Each May 5, we celebrate Cinco
de Mayo. It was in the spring of 1965, while a graduate student at the
Pennsylvania State University that I first learned the phrase “Cinco de Mayo.”
There was a construction project on campus and someone had spray-painted it on
one of those plywood walls surrounding the project.
I didn’t know the meaning of it then, but
thought maybe it had something to do with Fidel Castro’s revolution. Boy, was I
wrong. At the time, I never pursued it, but found out many years later what it
was all about.
Cinco de Mayo honors the time when 4000 Mexican
soldiers smashed the French army and a Hapsburg prince by the name of
Maximilian who was brought to Mexico to rule this new part of the French
Empire, along with his wife, Carolota. On the morning of May 5, 1862 these 4000
men defeated an army of 8,000 at Puebla, Mexico, 100 miles east of Mexico City.

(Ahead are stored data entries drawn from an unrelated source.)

Issue #2038, opened 2022-09-16
[Feature Request]: Updated dependencies approach - Test formatting


eriqua:
### Description

This issue is about agreeing on the format to apply to module test templates (deploy.test.bicep) and implement the changes as a bulk edit once all related PRs will be merged.

In particular, section names and spacing e.g. use `// Dependencies //` instead of generic `// Deployments //` for the dependencies section.

The issue is blocked by #1791 or at least by the merge of all currently open PRs.

PR #2400, opened 2022-12-02
[Modules] Updated variable usage in test cases & added docs recommendation

AlexanderSehr:
# Description

- Updated variable usage in test cases 
- Added docs recommendation

| Pipeline |
| - |
| |

# Type of Change

- [ ] Update to documentation

### DIFF
--- a/modules/Microsoft.Sql/managedInstances/.test/common/dependencies.bicep
+++ b/modules/Microsoft.Sql/managedInstances/.test/common/dependencies.bicep
@@ -16,7 +16,6 @@ param keyVaultName string
 @description('Optional. The location to deploy resources to.')
 param location string = resourceGroup().location
 
-var sqlMiVnetAddressPrefix = '10.0.0.0/16'
 var sqlMiSubnetAddressPrefix = '10.0.0.0/24'
 var sqlMiSubnetAddressPrefixString = replace(replace(sqlMiSubnetAddressPrefix, '.', '-'), '/', '-')
 
@@ -263,7 +262,7 @@ resource virtualNetwork 'Microsoft.Network/virtualNetworks@2022-01-01' = {
   properties: {
     addressSpace: {
       addressPrefixes: [
-        sqlMiVnetAddressPrefix
+        '10.0.0.0/16'
       ]
     }
     subnets: [
--- a/docs/wiki/The library - Module design.md
+++ b/docs/wiki/The library - Module design.md
@@ -567,6 +567,7 @@ In addition, they follow these file-type-specific guidelines:
     - If the module deploys a resource group level resource, the template should further have a `resourceGroupName` parameter and subsequent resource deployment. As a reference for the default name you can use `ms.<providerNamespace>.<resourceType>-${serviceShort}-test-rg`.
     - Each file should also provide a `location` parameter that may default to the deployments default location
   - It is recommended to define all major resource names in the `deploy.test.bicep` file as it makes later maintenance easier. To implement this, make sure to pass all resource names to any referenced module.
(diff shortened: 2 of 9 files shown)


AlexanderSehr:
Linked to #2038

modules/Microsoft.Sql/managedInstances/.test/common/dependencies.bicep
```diff
@@ -16,7 +16,6 @@ param keyVaultName string
 @description('Optional. The location to deploy resources to.')
 param location string = resourceGroup().location
 
-var sqlMiVnetAddressPrefix = '10.0.0.0/16'
```
eriqua, line 19: As mentioned when opening this PR, although I agree with the general recommendation, I suggest to keep this variable giving the strict correlation between vnet and subnet address space

AlexanderSehr: But then what is the rule? :D 

> Don't create artificial variables, unless absolutly necessary - or because of high correlation with another variable?

eriqua: "Absolutely necessary" is difficult to define, I'd go with something even more difficult to define: "Don't create artificial variables, unless it makes sense" 😆

AlexanderSehr: Love it. #needsFurtherDiscussion ;)

modules/Microsoft.AAD/DomainServices/.test/common/dependencies.bicep
```diff
@@ -15,21 +15,22 @@ param certDeploymentScriptName string
 
 var certPWSecretName = 'pfxCertificatePassword'
 var certSecretName = 'pfxBase64Certificate'
+var addressPrefix = '10.0.0.0/16'
```
eriqua, line 18: I'd go with a /26 max, 64 IPs is already enough for a test

modules/Microsoft.Sql/managedInstances/.test/common/dependencies.bicep
AlexanderSehr: resolved as per our discussion

modules/Microsoft.AAD/DomainServices/.test/common/dependencies.bicep
AlexanderSehr: But does that matter? Should we use a different cidr for each test - i.e. the one that is needed? Personally I'd prefer to keep the address spaces somewhat aligned as it makes seach & replace easier (if need be). 

Currently, aside from tests with multiple subnets, we either use /24 or /16.

eriqua: It doesn't matter to specify for each test a different one or the one needed. I'd at least avoid to use a /16. I think /26 would be enough for all tests

ahmadabdalla: I'd suggest to keep it as /16. There is no harm to have a bigger one. Azure resources subnet recommendations are not standardised. Example: App GW recommendation is a /24, Vwan Hub /24, azure Vmware /22. ASE I think is also /24.

eriqua (approved):
🆗

modules/Microsoft.AAD/DomainServices/.test/common/dependencies.bicep
eriqua: Accepted 😜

The French had landed in Mexico (along with
Spanish and English troops) five months earlier on the pretext of collecting
Mexican debts from the newly elected government of democratic President (and
Indian) Benito Juarez. The English and Spanish quickly made deals and left. The
French, however, had different ideas.
Napoleon detested the United States, and the
French came to stay.
Napoleon's French Army had not been defeated in 50 years,
and it invaded Mexico with the finest modern equipment and with a newly
reconstituted Foreign Legion. The French were not afraid of anyone, especially
since the United States was embroiled in its own Civil War. (This sounds awfully familiar. George W. Bush might
well take a lesson from this. The French also thought they could not be
defeated.)
The French Army left the port of Vera Cruz to
attack Mexico City to the west. The French assumed that the Mexicans would give
up should their capital fall to the enemy as had many European countries. However, under the command of Texas-born General
Zaragosa, the Mexicans awaited the
brightly dressed French Dragoons, who led the enemy columns. They also had the
best cavalry in the world under the command of Colonel Porfirio Diaz, later to
become Mexico's president and dictator.
General Zaragosa ordered Colonel Diaz to take
his cavalry out to the French flanks. In response, the French did a most stupid
thing, sending their cavalry off to chase Diaz and his men, who proceeded to
butcher them. The remaining French infantrymen charged the Mexican defenders
through sloppy mud from a thunderstorm and through hundreds of head of
stampeding cattle stirred up by Indians armed only with machetes. Many French soldiers were killed or wounded by
the time the battle ended, and their cavalry was chased into oblivion by Diaz'
superb horsemen miles away.
The Mexicans had won a great victory that kept
Napoleon III from supplying the confederate rebels for another year, allowing
the United States to build the greatest army the world had ever seen. This
Grand Army of the Republic smashed the Confederates at Gettysburg just 14
months after the battle of Pueblo, essentially ending the Civil War.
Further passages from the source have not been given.